Le Réveil
Trois claquements de main.
Pesants, lents, prégnants.
Blanche. Demi-pause. Blanche. Demi-pause. Blanche.
Trois coups du brigadier, puis, quelques secondes plus tard, en guise de lever de rideau : la lumière crue qui inonde le dortoir.
Stimulus-réponse pour rats de dortoir pavloviens. Tous les matins sans exception. Aujourd’hui encore, il me suffit d’entendre, ou de croire entendre, ces trois claquements de main pour me redresser d’un bond dans mon lit en cherchant des yeux ma trousse de toilette et ma serviette.
Celle qui claque des mains, c’est Mme Whitman. Un traitement de faveur réservé aux « petits ». L’année prochaine, chez les grands, c’est au mieux un aboiement peu amène du pion qui précédera l’allumage général au dessus des lits. C’est elle aussi dont les talons résonnant lourdement sur le parquet annoncent aux plus somnolents qu’un appel de leur nom est imminent, suivi d’une invitation sèche à s’extraire séance tenante du confort de la couverture où ils se sont réfugiés dans le vain espoir d’y prolonger leur nuit de quelques minutes. C’est elle qui contrôle que la routine matinale se déroule sans accroc, que pas une étape n’est grillée par quiconque, pas un coin de lit non bordé, une dent non brossée, un cheveu non coiffé, un ongle non récuré, une chemise non rentrée… En temps limité bien sûr, puisqu’à sept heures sans faute, c’est le signal du départ vers le réfectoire, en file et au pas cadencé.
Comme la plupart, j’ai vite évalué les deux scénarios possibles pour la routine du matin.
D’un coté, les plus rapides sont au pied de leur lit avant même le troisième coup, leurs vêtements, préparés avec minutie la veille, sont enfilés et noués en un quart de seconde, premiers au lavabo, premiers sortis, premiers en ligne pour descendre au réfectoire, premiers servis, premiers sortis, heureux possesseurs d’une demi-heure de quiétude non-supervisée arrachée aux rigueurs de l’emploi du temps.

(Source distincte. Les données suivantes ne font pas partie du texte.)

PR #613, opened 2026-07-18
Add a remote-only Lix entrypoint

samuelstroschein:
## What changed

- adds `@lix-js/sdk/remote`, exposing the normal `openLix`/`Lix` facade for thin clients
- separates the transport-neutral facade from local storage and worker loading
- documents the deployment-sensitive entrypoint
- extends the packed Vite smoke test to assert that the remote entrypoint emits neither the browser worker nor WASM assets

## Why

The unified `openLix({ server: { mode: "remote", url } })` API correctly avoids opening a local engine at runtime, but bundlers still discovered its dynamic local-worker import and emitted the 37.5 MiB engine WASM. That exceeds Cloudflare's 25 MiB per-asset limit. The published release WASM is already compiled for size and symbol stripping saved only 74 bytes, so remote-only deployments need a package graph that cannot reach local-engine modules.

This keeps the normal unified entrypoint for mixed local/remote applications while giving thin-client deployments the same facade through a hard no-WASM boundary.

## Validation

- `npm run typecheck`
- `npx vitest run` (86 tests)
- `npm run test:browser:production`
- remote packed Vite output: one 23.47 kB JavaScript asset, zero worker or WASM assets
- `git diff --check`


samuelstroschein:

À l’opposé : ceux qui grappillent quelques minutes de sommeil supplémentaire dans l’agitation du réveil général, s’étirent, baillent, observent leurs voisins d’un oeil endormi, baillent à nouveau, vont passer dix minutes aux toilettes avec quelques revues planquées sous leur pyjama, finissent de s’habiller dans un dortoir quasiment désert pour finalement se rendre d’un pas tranquille au réfectoire, juste à temps pour la fin du deuxième service, qu’ils finissent d’avaler en chemin vers l’étude du matin.

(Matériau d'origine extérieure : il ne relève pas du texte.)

PR #649, opened 2026-07-21
perf(engine): bypass DataFusion for exact primary-key reads

samuelstroschein:
## Hypothesis

The common exact-primary-key `SELECT` path pays DataFusion's catalog registration, logical planning, optimization, and physical planning costs even though Lix providers already know how to load exact file IDs and entity PKs. A strict native binder should remove that fixed CPU cost without changing storage behavior.

This PR is independent and based directly on `origin/main` at `78398a8b`.

## What changed

- Add a pure `Declined | Ready` binder for one active `lix_file` or typed entity surface.
- Accept only explicit column projections and AND trees of `=` / non-negated `IN` over the complete primary key.
- Support reversed equality, text literals, `$N` text parameters, intersections, deduplication, aliases, and flat-string composite PKs up to 4,096 expanded keys.
- Reuse one prepared public catalog and cached branch reader for native execution or DataFusion fallback.
- Reuse the existing file/entity provider `plan_scan` and `load` implementations, preserving branch validation, global overlays, path-index selection, blob reads, plugin rendering, and Arrow metadata.
- Preserve JSON field metadata through aliases.
- Keep transaction-overlay reads on DataFusion.
- Make fallback possible only before provider I/O; loader errors never trigger a second execution.
- Include an ignored, release-only benchmark with deterministic 10k-row snapshot export/import, raw samples, p50/p95, storage counters, build provenance, and gated profiling markers.

Complex SQL, partial/non-string/nested PKs, non-text parameters, contradictions, wildcard/expression projections, OR/residual predicates, by-branch/history surfaces, joins, CTEs, ordering, limits, grouping, and oversized products deliberately remain on DataFusion.

## Release evidence

CPU 4, in-memory storage, exact 7,925,508-byte snapshot, BLAKE3 `56b43e134ba610d7c5e7cae9daa799d71f914b7f1c90c1b0d02ecb7be2a20308`, 10 warmups, 100 raw samples/case. Baseline `0040e220` contains only the benchmark; candidate is `df9fc9e4`.

| Case | Baseline p50 / p95 | Candidate p50 / p95 | Speedup p50 / p95 |
| --- | ---: | ---: | ---: |
| Entity `=` | 3.091 / 3.201 ms | 2.589 / 2.723 ms | 1.194x / 1.175x |
| Entity `IN 10` | 3.639 / 3.796 ms | 3.080 / 3.225 ms | 1.182x / 1.177x |
| Entity `IN 100` | 8.504 / 8.933 ms | 7.473 / 7.703 ms | 1.138x / 1.160x |
| File descriptor `=` | 1.810 / 1.901 ms | 1.054 / 1.131 ms | 1.718x / 1.681x |
| File descriptor `IN 10` | 2.156 / 2.253 ms | 1.335 / 1.434 ms | 1.616x / 1.572x |
| File descriptor `IN 100` | 3.095 / 3.213 ms | 1.864 / 1.962 ms | 1.660x / 1.637x |
| File data `=` | 1.939 / 2.056 ms | 1.171 / 1.251 ms | 1.656x / 1.644x |
| File data `IN 10` | 3.157 / 3.314 ms | 2.306 / 2.478 ms | 1.369x / 1.337x |
| File data `IN 100` | 10.814 / 11.321 ms | 9.832 / 10.252 ms | 1.100x / 1.104x |

All nine storage-counter distributions are identical before/after. For entity equality that is 2 `begin_read`, 27 `get_many` calls / 86 requested keys, and 4 scans per query. The narrowing gain at 100 blobs shows the intended fixed-cost behavior rather than hidden I/O reduction.

## Profile evidence

Matched `perf record -e cycles:u -F 997 -g --call-graph dwarf,16384`, 4,000 entity-equality queries, explicit ready/go/done/ack boundaries, zero lost samples:

- sampled cycles/query: 9.559M -> 7.914M (`-17.2%`)
- profiled loop: 13.253 s -> 11.071 s (`-16.5%`)
- storage totals remained exactly 8,000 reads, 108,000 `get_many` calls / 344,000 keys, and 16,000 scans

The candidate flame graph is correspondingly more concentrated in tracked-state decoding/traversal and allocation: the useful provider/storage work is now the floor.

## Validation

- `cargo clippy -p lix_engine --lib -- -D warnings`
- 8/8 native binder/executor tests
- native-vs-forced-DataFusion differential test for file descriptors/blobs and composite entity PKs/aliased JSON
- public-path nine-case smoke
- `cargo test -p lix_engine`: full package green, including 1,022 unit tests, 546 SQL simulation/conformance tests, storage/transaction tests, and doctests
- matched release benchmark and cycle profiles above

## Deliberate 10% exclusions

- no direct storage loader in v1; the existing provider path remains the semantic authority
- no native transaction-overlay reads
- no alternate SQL string literal syntaxes beyond ordinary single-quoted text
- no attempt to cache catalogs or prepared SQL across calls in this PR
- no native empty-intersection result, preserving current active-branch/error ordering through fallback

### DIFF
--- a/packages/engine/src/session/execute.rs
+++ b/packages/engine/src/session/execute.rs
@@ -1232,4 +1232,107 @@ mod tests {
             serde_json::json!("value")
         );
     }
+
+    #[tokio::test]
+    async fn exact_primary_key_reads_match_datafusion_fallback_results() {
+        let session = open_session().await;
+        session
+            .execute(
+                "INSERT INTO lix_file (id, path, data) VALUES \
+                 ('native-file-a', '/native-a.bin', X'6100'), \
+                 ('native-file-b', '/native-b.bin', X'6200')",
+                &[],
+            )
+            .await
+            .expect("file fixtures should insert");
+
+        let file_params = [
+            Value::Text("native-file-b".to_string()),
+            Value::Text("native-file-a".to_string()),
+        ];
+        let native_files = session
+            .execute(
+                "SELECT id AS file_id, path, data AS bytes \
+                 FROM lix_file WHERE id IN ($1, $2)",
+                &file_params,
+            )
+            .await
+            .expect("native file read should succeed");
+        // The tautology is deliberately outside the native binder's exact-key
+        // language, forcing the same projection through DataFusion.
+        let datafusion_files = session
+            .execute(
+                "SELECT id AS file_id, path, data AS bytes \
+                 FROM lix_file WHERE id IN ($1, $2) AND id = id",
+                &file_params,
+            )
+            .await
+            .expect("DataFusion file read should succeed");
+        assert_eq!(native_files, datafusion_files);
+
+        let schema = serde_json::json!({
+            "x-lix-key": "native_pk_message",
+            "x-lix-primary-key": ["/workspace_id", "/id"],
+            "type": "object",
+            "properties": {
+                "workspace_id": { "type": "string" },
+                "id": { "type": "string" },
+                "payload": { "type": "object" }
+            },
+            "required": ["workspace_id", "id", "payload"],
+            "additionalProperties": false
+        });
+        session
+            .execute(
+                &format!(
+                    "INSERT INTO lix_registered_schema \
+                     (value, lixcol_global, lixcol_untracked) \
+                     VALUES (lix_json('{}'), false, false)",
+                    schema
+                ),
+                &[],
+            )
+            .await
+            .expect("entity schema should register");
+        session
+            .execute(
+                "INSERT INTO native_pk_message (workspace_id, id, payload) VALUES \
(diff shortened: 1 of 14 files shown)


samuelstroschein:
Closing this implementation because it proves a real ~0.5–1.2 ms fixed planning cost, but addresses it by adding a second SQL binder/executor. Storage work was unchanged, so the follow-up investigation will first measure and optimize reusable DataFusion session, catalog, provider, and parameterized logical-plan state.

#649 remains the measured lower-bound/reference implementation. We should only revisit a specialized SQL execution path if the standard DataFusion approaches cannot approach these results and measurements show that the additional semantic and maintenance cost is justified. The follow-up should start from current main, which now includes #648 and #651.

Entre les deux, il y a la masse de ceux qui ne sont jamais ni en avance, ni en retard, ceux qui doivent faire la queue partout, ceux qui attendent en ligne pour se laver, pour aller pisser, pour manger, pour être reservis : les imbéciles et les nouveaux.
Je crois qu’une fois le truc compris, je devais me situer plutôt dans la première catégorie au début, puis les années suivantes j’ai alterné un peu suivant les saisons.
La Neige
Il existe un – et un seul – motif d’exception au déroulement mécanique des matins ordinaires : la neige.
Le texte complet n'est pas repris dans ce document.